### Stored data
+ + + + + + +

PR #2688, opened 2020-10-22
Use different Golang version while building Agent for Windows

mythri-garaga:
### Summary

Use different Golang version while building Agent for Windows
### Implementation details

- In `Makefile`, target `docker-release` is modified to use different dockerfiles based on OS

### Testing

Tested the build produced by `make codebuild` on Windows2016. Agent joined the cluster successfully.

New tests cover the changes: 

Bug - Fixed Makefile to use Go1.12 for Agent windows build

### Licensing

### DIFF
--- a/Makefile
+++ b/Makefile
@@ -22,6 +22,12 @@ else
 	GOARCH=amd64
 endif
 
+ifeq (${TARGET_OS},windows)
+    GO_VERSION=1.12
+else
+    GO_VERSION=1.15
+endif
+
 all: docker
 
 # Dynamic go build; useful in that it does not have -a so it won't recompile
@@ -47,7 +53,7 @@ xplatform-build:
 
 BUILDER_IMAGE="amazon/amazon-ecs-agent-build:make"
 .builder-image-stamp: scripts/dockerfiles/Dockerfile.build
-	@docker build -f scripts/dockerfiles/Dockerfile.build -t $(BUILDER_IMAGE) .
+	@docker build --build-arg GO_VERSION=$(GO_VERSION) -f scripts/dockerfiles/Dockerfile.build -t $(BUILDER_IMAGE) .
 	touch .builder-image-stamp
 
 # 'build-in-docker' builds the agent within a dockerfile and saves it to the ./out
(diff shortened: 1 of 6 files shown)


Makefile
```diff
@@ -75,7 +75,11 @@ docker: certs build-in-docker pause-container-release cni-plugins .out-stamp
 # 'RELEASE' mode
 # TODO: make this idempotent
 docker-release: pause-container-release cni-plugins .out-stamp
+ifeq ($(TARGET_OS),linux)
```
angelcar, line 78: would it be better to use `--build-arg`s? I think this is probably a good time to refactor a bit and make all docker versions homogeneous. 

More info about `build-arg`:
https://docs.docker.com/engine/reference/commandline/build/#set-build-time-variables---build-arg
https://stackoverflow.com/questions/19537645/get-environment-variable-value-in-dockerfile

Makefile
```diff
@@ -75,7 +75,11 @@ docker: certs build-in-docker pause-container-release cni-plugins .out-stamp
...
 	@docker build -f scripts/dockerfiles/Dockerfile.cleanbuild -t "amazon/amazon-ecs-agent-cleanbuild:make" .
+else ifeq ($(TARGET_OS),windows)
+	@docker build -f scripts/dockerfiles/Dockerfile.cleanbuildWindows -t "amazon/amazon-ecs-agent-cleanbuild:make" .
+endif
```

+ + + + + + +

### Task description
Write out only the lines from the very start of the entries above to the line that includes "### Implementation details", both ends included, each one unchanged.

### Problem solution
PR #2688, opened 2020-10-22
Use different Golang version while building Agent for Windows

mythri-garaga:
### Summary

Use different Golang version while building Agent for Windows
### Implementation details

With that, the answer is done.